Das Gameplay entfaltet sich über eine elegante, aber funktionale Windows-Oberfläche, auf der Menüs wie Schaufenster aufklappen und Datenfelder über den Bildschirm wandern. Die Spieler jonglieren mit Cashflow, Schulden und Vermögenswerten und suchen gleichzeitig in verschiedenen Branchen nach Wachstumschancen. Übernahmen, Fusionen und Veräußerungen prägen das Spielgeschehen, wobei das Risiko mit den Marktveränderungen und den Reaktionen der Konkurrenz steigt. Geduld und Planung zählen mehr als spektakuläre Aktionen, doch Adrenalin-Kicks gab es immer wieder, wenn plötzliche regulatorische Änderungen oder ein Konkurrenzangebot das Portfolio erschütterten. Eine einfache KI simuliert den Druck der Mitbewerber und zwingt den Spieler, Timing, Hebelwirkung und Diversifizierung zu optimieren.
Optisch setzte Billionaire auf klare, gut lesbare Grafiken statt auf verschnörkelte Verzierungen. Eine Palette aus gedeckten Grün- und Blautönen sorgte für gute Lesbarkeit, während dezente Symbole die wirtschaftliche Landschaft andeuteten. Animationen waren sparsam eingesetzt, doch die Benutzeroberfläche vermittelte Dynamik durch Fortschrittsanzeigen, Aktienticker und Kalenderansichten, die sich mit jedem Zug weiterentwickelten. Das Sounddesign setzte auf unaufdringliche Signale statt bombastischer Musik, mit dezenten Percussion-Klängen, die abgeschlossene Deals und entstehende Partnerschaften unterstrichen. Selbst auf einfacher Hardware lief das Spiel überraschend stabil und lud zu langen Sessions ein, ohne Computer oder Spieler zu überfordern.

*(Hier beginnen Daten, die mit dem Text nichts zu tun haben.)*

PR #7084, opened 2024-02-17
Adding [TS0601 / _TZE200_ntcy3xu1] and [TS0205 / _TZ3210_up3pngle]

marcelhoogantink:
Both devices have identical cases but different electronics and logic.


src/devices/tuya.ts
```diff
@@ -3709,6 +3725,25 @@ const definitions: Definition[] = [
             ],
         },
     },
+    {
+        fingerprint: [
```
Koenkk, line 3729: As all code is the same except the picture, you can just use a `tuya.whitelabel` (look in this file for examples)

src/devices/tuya.ts
```diff
@@ -537,6 +537,23 @@ const definitions: Definition[] = [
         toZigbee: [],
         exposes: [e.gas(), e.tamper()],
     },
+    {
+        fingerprint: tuya.fingerprint('TS0205', ['_TZ3210_up3pngle']),
+        model: 'TS0205_smoke_2',
```
Koenkk, line 542: Same as https://github.com/Koenkk/zigbee-herdsman-converters/pull/7084/files#r1493791719

Koenkk:
Note to self; after this merge https://github.com/Koenkk/zigbee2mqtt.io/pull/2579

src/devices/tuya.ts
marcelhoogantink: Hi, battery is different:
```battery.low()```  vs ```batteryState()``` : binary vs. enum

File: src/devices/tuya.ts (hunk 2 above)
Comment (marcelhoogantink) [reply src/devices/tuya.ts:542]: Also differs in battery behavior.

Comment (Koenkk) [reply src/devices/tuya.ts:542]: I think battery is also exposed for the other, can you merge them?

Comment (marcelhoogantink) [reply src/devices/tuya.ts]: Done, merged TS0205 smoke detector.
Expose of battery seems to be done by ```batteryPercentage()```; I see a battery percentage, but I did not add a expose:

afbeelding


Also ```fz.ias_smoke_alarm_1``` returns more information than the devices reports, Should I create a ```fz.ias_smoke_alarm_2``` with only the return I see in the device debug in TuYA IOT ??

Comment (Koenkk) [reply src/devices/tuya.ts]: > And how to remove the blue/white update arrow button, since this does not work when the device is sleeping. (it is needed and works OK to ge battery-percentage when pairing)

This is the case for all devices exposing battery percentage, you need to wake-up the device right before sending it

> Also fz.ias_smoke_alarm_1 returns more information than the device _TZ3210_up3pngle reports according TuYa IoT, Should I create a fz.ias_smoke_alarm_2 with only the returns I see in the device debug in TuYA IoT, and then split this TS0205 again??

If all the exposed information is correct, no

File: src/devices/tuya.ts [hunk 3]
```diff
@@ -545,11 +545,20 @@ const definitions: Definition[] = [
...
+
+        ],
+        fromZigbee: [
+            fz.ias_smoke_alarm_1,
+            fz.ignore_basic_report,
         ],
-        fromZigbee: [fz.ias_smoke_alarm_1, fz.battery, fz.ignore_basic_report],
         toZigbee: [],
-        exposes: [e.smoke(), e.battery_low(), e.tamper()],
+        exposes: [
```
Koenkk, line 556: If it works, you can keep the `battery_low` expose in

src/devices/tuya.ts
marcelhoogantink: OK, so it is done!

src/devices/tuya.ts
marcelhoogantink: OK, I will do that

Koenkk:
Thanks!

src/devices/tuya.ts
marcelhoogantink: Battery-low is ```N/A``` after update and testing. So it is not working, or we have to wait for it (24 hours max?)

marcelhoogantink: Seems to work, it is 'onwaar' false now

PR #7086, opened 2024-02-18
Add trigger counter for MCCGQ11LM and SJCGQ11LM

Drafteed:
This will add trigger counter for [Aqara door sensor (MCCGQ11LM)](https://www.zigbee2mqtt.io/devices/MCCGQ11LM.html) and [Aqara Water leak sensor (SJCGQ11LM)](https://www.zigbee2mqtt.io/devices/SJCGQ11LM.html). Trigger count indicates how many times the sensor/gercon was triggered. Perhaps other devices can also provide that value, but I don’t have them to test.

The counter is reset after a power outage or repairing. 
The value is send approximately every 40-50 minutes (or by pressing a button on the device).

**Use case:**
Using this, we can make a door sensor, as a pulse counter for an electric/water/gas meter.


Koenkk:
Thanks

PR #7088, opened 2024-02-18
Update samotech.ts

alexeiw123:
Added device support for SM325-ZG

### DIFF
--- a/src/devices/samotech.ts
+++ b/src/devices/samotech.ts
@@ -103,16 +103,8 @@ const definitions: Definition[] = [
         zigbeeModel: ['SM325-ZG'],
         model: 'SM325-ZG',
         vendor: 'Samotech',
-        description: 'Zigbee Smart Pull Cord Dimmer Switch',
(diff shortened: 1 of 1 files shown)


Koenkk:
thanks!

alexeiw123:
@Koenkk (I thinkk) your commits removed the options that disable effects and power on behaviour, which didn't work in my testing of the device. I was just working on another PR that would tidy this code of mine up a lot, but yours is much more concise.

suggest replacing
`extend: [light({configureReporting: true})],`
with
`exposes: extend.light_onoff_brightness({disablePowerOnBehavior: true, disableEffect: true}).exposes,`

I'm not sure if `configureReporting: true` is also required or not, I don't understand the options well enough.

alexeiw123:
@Koenkk yes, after updating dev channel, these two non functional options have returned.

image

alexeiw123:
I have attempted to fix this here https://github.com/Koenkk/zigbee-herdsman-converters/pull/7095

Testing in my local converter is a bit different to the way it's done in this git though.

PR #7097, opened 2024-02-20
Update the Namron thermostat socket plug 4512749-N to operate as thermostat

ok-67:
I have tested this as an external converter for some time, and seems to be operating as expected. The thermostat outlet socket can now operate as a thermostat by setting the manufacturer specific attribute. I have added the necessary fields to set the temperature and calibration and also to switch between thermostat mode and on/off mode.


src/devices/namron.ts
```diff
@@ -96,6 +111,80 @@ const tzLocal = {
             }
         },
     } satisfies Tz.Converter,
+
+    namronPlugg: {
```
Koenkk, line 115: Instead of adding from/toZigbee and exposes, can you use the new `modernExtend` instead? Example https://github.com/Koenkk/zigbee-herdsman-converters/blob/9658b12fb629735dd2b57647d443be1b6b8b67c5/src/devices/sonoff.ts#L559

ok-67: I'll have a look at it, but I have never programmed in java script before, but I am still learning :-) , so it might take some time

PR #7098, opened 2024-02-20
Update samotech.ts to remove unsupported exposes

alexeiw123:
Recent merge added support for device SM325 but changes made on merge added additional exposes for "Power On Behaviour" and "Effects". These aren't supported by the device and this maintains functionality but removes those exposes.

Previous merge is here: https://github.com/Koenkk/zigbee-herdsman-converters/pull/7088

Before this change, non functional exposes shown:
image

After this change:
image


Koenkk:
Thanks!

alexeiw123:
> Thanks!

Well that's certainly a lot tidier. I tried that approach but couldn't test it locally.

PR #7099, opened 2024-02-21
Updates to Linptech ES1ZZ

AntoineGS:
fix(linptech): start values for motion_detection_distance at 0
fix(linptech): start values for fading_time at 0
fix(linptech): use of correct unit for presence_keep_time (minutes)

I have tested the first two and they are honored by the device, though I am not sure if "minutes" is the correct keyword here, it does seem used in other devices.
The last one the following screenshot confirms that it is in fact minutes not seconds:
image


Koenkk:
thanks!

AntoineGS:
Thanks to you for the awesome project ;)

PR #7104, opened 2024-02-21
fix system mode for Acova PERCALE 2 and TAFFETAS 2 

cperriot:
merge percale and taffetas heater as they are sharing some ZigbeeModel anyway.
make the order "heat" works as it seems Acova invert it with "Off"
 fix rimraf --glob for windows npm clean to work

It remains what seems an anomaly to me, the local_temperature is the temperature set on the heater itself (override) and not a measure of the room temperature.

### DIFF
--- a/package.json
+++ b/package.json
@@ -30,7 +30,7 @@
     "lint": "eslint .",
     "test": "ZHC_TEST=true jest test",
     "test-watch": "ZHC_TEST=true jest test --watch",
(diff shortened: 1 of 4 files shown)


Koenkk:
Thanks!

florian02820:
Hello, sorry for my English, I have a taffetas2 and the radiator temperature is the same as the setpoint temperature. I am starting with GitHub.

PR #7343, opened 2024-04-06
hotfix(ikea): update `genLevelCtrl` target cluster type

mrskycriper:
- Fix `genLevelCtrl` target cluster type to output
- Remove redundant redirects in E1744 legacy extends

Hopefully this will finally fix https://github.com/Koenkk/zigbee2mqtt/issues/22084


Koenkk:
Thanks!

PR #7346, opened 2024-04-06
fix: split tuya fan devices for different fan ctrl scale

rodrigobutta:
Adding a device that it´s almost identical to [TuYa TS0601_fan_and_light_switch](https://www.zigbee2mqtt.io/devices/TS0601_fan_and_light_switch.html) but the `FAN LEVEL` is handled by 3 buttons (low, mod, high), while the device that I have, has 2 buttons, with a 7-diode display that handles 5 levels.

I´ve splitted those two models, and change the fan level for an enum that was already existed for other tuya fan device.

### The device´s image:
https://ae01.alicdn.com/kf/Aba9acc25999340518a5346d45681fe1ap.jpg

### Note
I've setted the `fan_speed` 0 array position to `101` because the original one was that, but it could be `3` as the (no 5 level) has. Not sure what it means.

### DIFF
--- a/src/devices/tuya.ts
+++ b/src/devices/tuya.ts
@@ -6012,7 +6012,7 @@ const definitions: Definition[] = [
         ],
     },
     {
-        fingerprint: tuya.fingerprint('TS0601', ['_TZE200_hmqzfqml', '_TZE200_lawxy9e2']),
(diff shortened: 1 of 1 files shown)


Koenkk:
Thanks!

Billionaire ist ein Kuriosum aus einer Zeit, als Wirtschaftssimulationen noch Nischenprodukte in PC-Bibliotheken waren. Es bot Spielern, die gerne ihr Portfolio wachsen sahen und dabei unvorhersehbare Krisen überstanden, einen unverwechselbaren Nervenkitzel. Kritiker bemängelten das gemächliche Tempo und die mitunter undurchsichtigen Spielmechaniken, lobten aber gleichzeitig die klare Zielsetzung, Risiko und Gewinn abzuwägen. Obwohl es nicht zu den bekanntesten Relikten der späten Neunziger zählt, trug das Spiel zu einer Reihe von Windows-Strategiespielen bei, die strategisches Denken über sofortige Befriedigung stellten und noch heute die Nostalgie für die Anfänge der digitalen Wirtschaft wecken. Sein Glanz ist ungebrochen.